*YOUR GOAL*. Your task is to gather the lines below that hold the string "navigation".

*RECORDS FOR THE TASK*.
________

PR #1063, opened 2022-03-22
Multi-Z Pathfinding

CPU-Blanc:
This is a bit of a followup to the addition of navbeacons on the Nerva.
Multi-Z pathfinding! Because without it, Beepsky is too stupid to understand stairs :c

**Changes**

- Added railings to pathfinding obstacles. Beepsky will no longer try to ram through a solid railing, then question his life choices.
- Added bolted check to airlock pathfinding. Beepsky (and other NPCs), are now able to recognise bolted airlocks as obstacles and attempt to path around it! _Clever girl_
- Added `AStarWithZ()` proc. This is the meat of this PR. This a new proc which utilises the currently existing pathfinding code to allow for z level changes to be taken into account. To accommodate this, a new global list has been created, `GLOB.zlevel_transitions`. This is indexed by Z level (string), and returns a list of turfs or stairs that are able to facilitate z-level changes from that z level. At the moment, this is only set to include stairs (and thus open spaces above them), but future expansions could include ladders?

This proc isn't necessarily the most efficient or clever way to handle z transformations, but it does at least allow for dynamic navigation to different floors, something currently impossible. If someone big-brained wants to come along and write some super nerd script to handle all those nodes in a 3 dimensional space, be my guest!
This currently works by stringing along the already available `AStar()` pathfinding proc. The NPC will first identify what z levels it needs to cross to get to its target z level by working its way upwards, then downwards. Then on a level-by-level basis, it'll calculate a valid path to each set of stairs that brings it closer to its target. Finally, it'll insert and append the navigation of it's current turf to the first stair, and from the last stair to its final destination. The end result is a string of paths to the first stairs, between all the other stairs, and then its final destination.

At the moment, the only AI that calls this proc are types of `/mob/living/bot`, but it could easily be expanded to other mobs that follow players.

Again, if someone else has a more elegant and efficient solution then by all means correct or disregard this code!

### DIFF
--- a/code/modules/mob/living/bot/bot.dm
+++ b/code/modules/mob/living/bot/bot.dm
@@ -302,7 +302,9 @@
 /mob/living/bot/proc/startPatrol()
 	var/turf/T = getPatrolTurf()
 	if(T)
-		patrol_path = AStar(get_turf(loc), T, /turf/proc/CardinalTurfsWithAccess, /turf/proc/Distance, 0, max_patrol_dist, id = botcard, exclude = obstacle)
+		busy = 1	// Multi-z can take a bit. This'll make sure it isn't called twice while it runs
+		patrol_path = AStarWithZ(get_turf(loc), T, /turf/proc/CardinalTurfsWithAccess, /turf/proc/Distance, 0, max_patrol_dist, id = botcard, exclude = obstacle)
+		busy = 0
 		if(!patrol_path)
 			patrol_path = list()
 		obstacle = null
@@ -334,7 +336,7 @@
 	return
 
 /mob/living/bot/proc/calcTargetPath()
-	target_path = AStar(get_turf(loc), get_turf(target), /turf/proc/CardinalTurfsWithAccess, /turf/proc/Distance, 0, max_target_dist, id = botcard, exclude = obstacle)
+	target_path = AStarWithZ(get_turf(loc), get_turf(target), /turf/proc/CardinalTurfsWithAccess, /turf/proc/Distance, 0, max_target_dist, id = botcard, exclude = obstacle)
 	if(!target_path)
 		if(target && target.loc)
 			ignore_list |= target
@@ -346,7 +348,7 @@
 	if(!path.len)
 		return 0
 	var/turf/T = path[1]
-	if(get_turf(src) == T)
+	if(get_turf(src) == T || (istype(path[1], /turf/simulated/open) && get_turf(src) == path[2]))
 		path -= T
 		return makeStep(path)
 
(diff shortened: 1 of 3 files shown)


Glloyd:
> Again, if someone else has a more elegant and efficient solution then by all means correct or disregard this code!

@Naxodile Might be a good idea to have a second pair of eyes on this one in this regard.

scrdest:
Hi @Glloyd, you messed up your summoning circle, so here I am. A _tiny bit_ rusty on DM, so slap me if I'm having a senior moment, but I know my Astars.

This is waaaaaay overkill. You can easily get this functionality with existing Astar. It's not obvious, because this code uses callbacks.

Look at this line: https://github.com/UristMcStation/UristMcStation/blob/master/code/procs/AStar.dm#L96 (unfortunately, cannot highlight it in the diffs directly). 

This line calls an arbitrary proc that generates a list of neighbors for the current location. This proc is actually a _parameter_ to this implementation of Astar (3rd one, to be precise). To get a 3D Astar, all we need to do here is pass in a 3D-aware `adjacent()` proc implementation and a 3D-aware `dist()` proc for the 4th arg.

Hell, why stop there? If my ancient event mobs are still in here, we could pass in a pair of procs that returns adjacent locations in 4D space for teleporting mobs or something to stop them from hopping around at random, if we wanted to. This is a surprisingly nice, mostly generic Astar implementation!

I can take a stab at this later, but I'd need to set the whole BYOND toolchain up again first.

code/modules/mob/living/bot/bot.dm
```diff
@@ -302,7 +302,9 @@
 /mob/living/bot/proc/startPatrol()
 	var/turf/T = getPatrolTurf()
 	if(T)
-		patrol_path = AStar(get_turf(loc), T, /turf/proc/CardinalTurfsWithAccess, /turf/proc/Distance, 0, max_patrol_dist, id = botcard, exclude = obstacle)
+		busy = 1	// Multi-z can take a bit. This'll make sure it isn't called twice while it runs
+		patrol_path = AStarWithZ(get_turf(loc), T, /turf/proc/CardinalTurfsWithAccess, /turf/proc/Distance, 0, max_patrol_dist, id = botcard, exclude = obstacle)
```
scrdest, line 306: To illustrate the more elegant approach (mockup, but the distance procs should work):

```suggestion
/turf/proc/3dCardinalTurfsWithAccess(id_card)
    return all_adjacent_turfs_in_3d // somehow
    
/turf/proc/Euclidean3dDistance(turf/endloc)
   // equivalent to the current Distance proc metric, except for 3D
   var/euclid_dist =(src.x - t.x) * (src.x - t.x) + (src.y - t.y) * (src.y - t.y) + (src.z - t.z) * (src.z - t.z)
   euclid_dist *= (pathweight+t.pathweight)/2
   return euclid_dist
    
/turf/proc/Manhattan3dDistance(turf/endloc)
   // just to show off that we can use multiple metrics; AKA taxicab distance
   var/manhattan_dist =abs((src.x - t.x)) + abs((src.y - t.y)) + abs((src.z - t.z))
   manhattan_dist *= (pathweight+t.pathweight)/2
   return manhattan_dist
   
		patrol_path = AStar(get_turf(loc), T, /turf/proc/3dCardinalTurfsWithAccess, /turf/proc/Euclidean3dDistance, 0, max_patrol_dist, id = botcard, exclude = obstacle)
```

Replace the procs like this for anything you want to be 3D-capable.

CPU-Blanc:
I knew someone big-brained would show up and point out a _much_ more elegant solution!
Thanks for the pointers @scrdest ! Somehow completely overlooked the adjacent proc within AStar.

For the sake of keeping things clean, I'll be closing this PR and opening a new one utilising the methods kindly posted above. Thanks for the input again!

PR #261, opened 2014-09-04
Updated Pushbullet to use PB API v2, and added PB as a URL sharing service

BallisticLingonberries:
Hey there Jaex, hope you're doing well :D.

I've learned a bunch more about SourceTree and git in general since we last spoke (and I used what you showed me to add support for the API v2).

It took me a while, but I finally got it done (and made some improvements along the way).

Hope you like them :-).

~Karl


micsen:
Hey, 

I would love to see a feature to send the images to a contact instead of only my devices so i could set up for example projector_E330@myschool.com instead of spreading my access key around to everyone who need it. I am sure it wouldn't take much implementing from your side to add the contacts to the list of devices as well. Thanks in advance :)

Issue #372, opened 2014-11-14
FTP Upload destinations don't support pre-escaped user input & non-ascii characters


SolidX:
The current name parser strips out % signs preventing escaped input from being used.

![2014-11-13_22-38-36](https://cloud.githubusercontent.com/assets/1513109/5040973/dabff3c2-6b85-11e4-8f77-331b4f367c7e.png)

lggomez:
A workaround could be making the parserType overridable (in FTPAccount.cs): 
```csharp
        public string GetSubFolderPath(string filename = null, NameParserType nameParserType = NameParserType.URL)
        {
            string path = NameParser.Parse(nameParserType , SubFolderPath.Replace("%host", Host));
            return URLHelpers.CombineURL(path, filename);
        }
```

Then, specify the representation as needed. ex: GetFtpPath()

```csharp
return URLHelpers.CombineURL(FTPAddress, GetSubFolderPath(filemame, NameParserType.FilePath));
```

This may not be an elegant solution but it seems promising, need to check if any additional steps are needed for the case of filepaths. And leaving NameParserType.URL as default seems to be the best choice (since it was the one being used until now)

Jaex:
@SolidX can you test is Iggomez merge fixed your issue?

Jaex:
Close this then.

PR #431, opened 2015-01-01
Fix issue #372

lggomez:
Several changes were made to fix the encoding of ftp dirpaths and allow
uploads to folders with non-ascii characters:

- [x] Fixed encoding of valid urls in ShareX.HelpersLib.NameParser.cs
- [x] Fixed subfolder path generation and wrong url re-encoding in
FTPAccount.cs
- [x] Fixed preview paths in FTP Destination settings (FTPAccount.cs)
- [x] Fixed subfolder path generation in FTP.cs

This fixes issue #372, which was reproduced with the following account
config on a local ftp server (import from clipboard on destination
settings):

```json
{
"Protocol": "FTP",
"Name": "New account",
"Host": "localhost",
"Port": 21,
"Username": "test",
"Password": "test",
"ServerProtocol": "ftp",
"SubFolderPath": "DEV/grhh本人%",
"BrowserProtocol": "http",
"HttpHomePath": "",
"HttpHomePathAutoAddSubFolderPath": true,
"HttpHomePathNoExtension": false,
"IsActive": false,
"FTPSEncryption": "Explicit",
"FTPSCertificateLocation": "",
"Passphrase": null,
"Keypath": null
}
```

### DIFF
--- a/ShareX.HelpersLib/Helpers/Helpers.cs
+++ b/ShareX.HelpersLib/Helpers/Helpers.cs
@@ -43,6 +43,7 @@ using System.Text;
 using System.Text.RegularExpressions;
 using System.Threading;
 using System.Windows.Forms;
+using System.Web;
 
 namespace ShareX.HelpersLib
 {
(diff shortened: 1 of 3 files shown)


Jaex:
Thanks. I hope it not broken anything else while fixing encoding.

________

*WRITTEN ANSWER*.
This proc isn't necessarily the most efficient or clever way to handle z transformations, but it does at least allow for dynamic navigation to different floors, something currently impossible. If someone big-brained wants to come along and write some super nerd script to handle all those nodes in a 3 dimensional space, be my guest!
This currently works by stringing along the already available `AStar()` pathfinding proc. The NPC will first identify what z levels it needs to cross to get to its target z level by working its way upwards, then downwards. Then on a level-by-level basis, it'll calculate a valid path to each set of stairs that brings it closer to its target. Finally, it'll insert and append the navigation of it's current turf to the first stair, and from the last stair to its final destination. The end result is a string of paths to the first stairs, between all the other stairs, and then its final destination.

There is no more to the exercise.